No, just uninstall the app and move on with your day.


----------



## DidIDoThat (Jan 9, 2017)

Lyft needs to do away with the 15 minute timer on DF, if i am drivibg from Jupiter to Miami, ill take rides all along the way so long as i am going the rifht direction, thus the need for DF, but when it times out every 15 min, you have to restart it. If they limit the number of times you can restart it without a ride, they might as well remove it.


----------



## Jennyma (Jul 16, 2016)

It worked for the first time in 2.5 years.


----------



## fairsailing (May 16, 2016)

DexNex said:


> Anyone else having trouble with Lyft saying that you used all your filters when you have no matched trips?


Yep, just happened to me today. Lyft turned off my filter for the day with zero runs. So I wrote to support with a copy of the ride rule (see attached) and they claim that is not what it says. WTF. It's there in plain English.

And it didn't work this way until they increased the usage to six. And if you end a session before 15 minutes to take a high PT non-destination ride, you have just used one of your six attempts. They also used to let the 15 minute timer go way over, now I swear they are ending it a minute it two early so they can quickly take away the tool.

Lyft has become the new Uber.


----------



## Dropking (Aug 18, 2017)

A change today in SF market. I ran out of destination filters after 2 uses. Their support department clueless as usual, and their online doc hadnt been updated.

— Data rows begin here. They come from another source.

PR #2938, opened 2025-06-04
Fix: navigate bottom tabs to the correct root screen

albullington:
Bug found and detailed in [Slack](https://inaturalist.slack.com/archives/C02G5AATVGA/p1749043641077999?thread_ts=1749020630.123149&cid=C02G5AATVGA) while beta testing [v1.0.5](https://github.com/inaturalist/iNaturalistReactNative/releases/tag/v1.0.5%2B165).


jtklein (approved):
I don't actually consider this to be a bug. I think it is standard behaviour for the TabNavigator to remember which screen it is on (i.e. each tab has it's own history to go back to).
Anyways, I understand the current frustration and can Approve this change to make it back to how it was before. But I do think removing the drawer and it's navigator will free us up to do a more detailed review of our navigator stack and possibly revisit best practices again.

albullington:
@jtklein mostly agree with you here, but it's a pretty strange navigation setup in the first place since all of our tab screens need to access the exact same stack. My bigger gripe is that all the screens in the Drawer navigator also need to be part of the stack (it's endlessly confusing to me that some of our Drawer screens have back buttons and some don't), so I'm glad that's going to change in the future.

PR #2939, opened 2025-06-04
Remove block from Podfile that has no effect on being able to build

jtklein:
This came out of PR review of this here: https://github.com/inaturalist/iNaturalistReactNative/pull/2925
A realization that we have some code specific to be able to build on XCode 14 which no one of us uses anymore.
Removing this code block here has no effect on being able to build a Debug or Release build of the app on iOS on my machine.


albullington (approved):
Tested in development mode. This change will be helpful for avoiding unexpected errors in future package updates.

PR #2940, opened 2025-06-04
Remove XCode 14 podfile addition

jtklein:
This came out of PR review of this here: https://github.com/inaturalist/iNaturalistReactNative/pull/2925
A realization that we have some code specific to be able to build on XCode 14 which no one of us uses anymore.
Removing these code blocks here has no effect on being able to build a Debug or Release build of the app on iOS on my machine.


albullington (changes requested):
Screenshot 2025-06-04 at 5 16 33 PM

This one fails instantly and consistently for me with this error message ^, but I suspect this is due to some difference in dev environments or tooling. Any ideas on what I might need to change in my setup to match yours? I'm using the iNaturalist team signing, I'm on XCode 16.2, and I ran this set of commands plus `npm start -- --reset-cache`.

```
rm -rf node_modules/
cd ios
rm -rf Pods/
cd ..
npm i
cd ios
bundle exec pod install
```

PR #2945, opened 2025-06-06
Creative day: drawer and tab navigator dark mode

albullington:
Exploratory and not quite as straightforward as I had hoped, but working. 

Learnings:
- The Drawer menu can't access the `useColorScheme` hook in time for rendering, so we need to pass that as a prop.
- `darkModeStyleWrapper` is the way to get the entire app to know about dark mode so those classNames can be applied automatically. The only problem with this is that most of the examples I picked (`INatIcon`) currently can't accept a className and only accept a color prop, so we still need custom styling
- I needed to use an `isDarkModeEnabled` prop for now to prevent all the icons on other screens from being converted to dark mode before we're fully ready to support those screens

I was hoping we'd be able to upgrade to later versions of Tailwind (4 instead of 3) and Nativewind (4 instead of 2) but it seems Nativewind 4 doesn't yet support Tailwind 4. In theory, Nativewind 4 has better automatic dark mode detection.


albullington:
Design details here: https://inaturalist.slack.com/archives/C02G5AATVGA/p1749833032598929?thread_ts=1749750215.849219&cid=C02G5AATVGA

PR #2947, opened 2025-06-09
Fix: sharing into the app

albullington:
Specify the navigator, per the new React Navigation 7 API.


jtklein (approved):
Looks good to me.
Is this a result of the react-navigation update? Do we need a general audit then though of all navigate calls, to see if they are in line with react-navigation v7?

albullington:
> Looks good to me. Is this a result of the react-navigation update? Do we need a general audit then though of all navigate calls, to see if they are in line with react-navigation v7?

I suspect this is the last call I didn't catch while auditing, because I was searching for `navigation.navigate` and this is the one exception that uses `navigation?.navigate`. But yes, if we run into more issues it might be worth more auditing.

PR #2948, opened 2025-06-09
Testing: unit & integration tests for sharing photos

albullington:
This is core observation flow functionality that we didn't have any tests for, and unsurprisingly, we often run into unexpected bugs with sharing into the app. Here are some unit and integration tests which should help stabilize this part of the app and allow us to fix bugs/make upgrades/refactor as needed without breaking this functionality.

Looks like they either went from 6 to 2 per day, or they have gone to 6 attempts instead of 6 uses. I'd like to know which but as usual they keep drivers and their own CS department in the dark. Really poorly run company.


----------



## AllenChicago (Nov 19, 2015)

YEP...something is "broken" with Lyft's Driver App code. This is what the Lyft Support webpage says:

""You can complete *six* destination sessions a day (a session is equal to at least one completed ride on the way to a set destination). When you remove, change, or reach your destination, we'll check to see if you've completed any rides. If you've dropped off any passenger(s), that counts as one session.

Days end at midnight your local time, when you'll be able to set your destination once again.""

It's now counting six settings/renewing your Destination Filter as a "completed session". It's easy to imagine why Lyft would do this, but it contradicts their own support page wording.

I use ONLY the destination filter every hour of the day, except for a 4:00pm regular pickup I have. Fewer rides, but that's OK.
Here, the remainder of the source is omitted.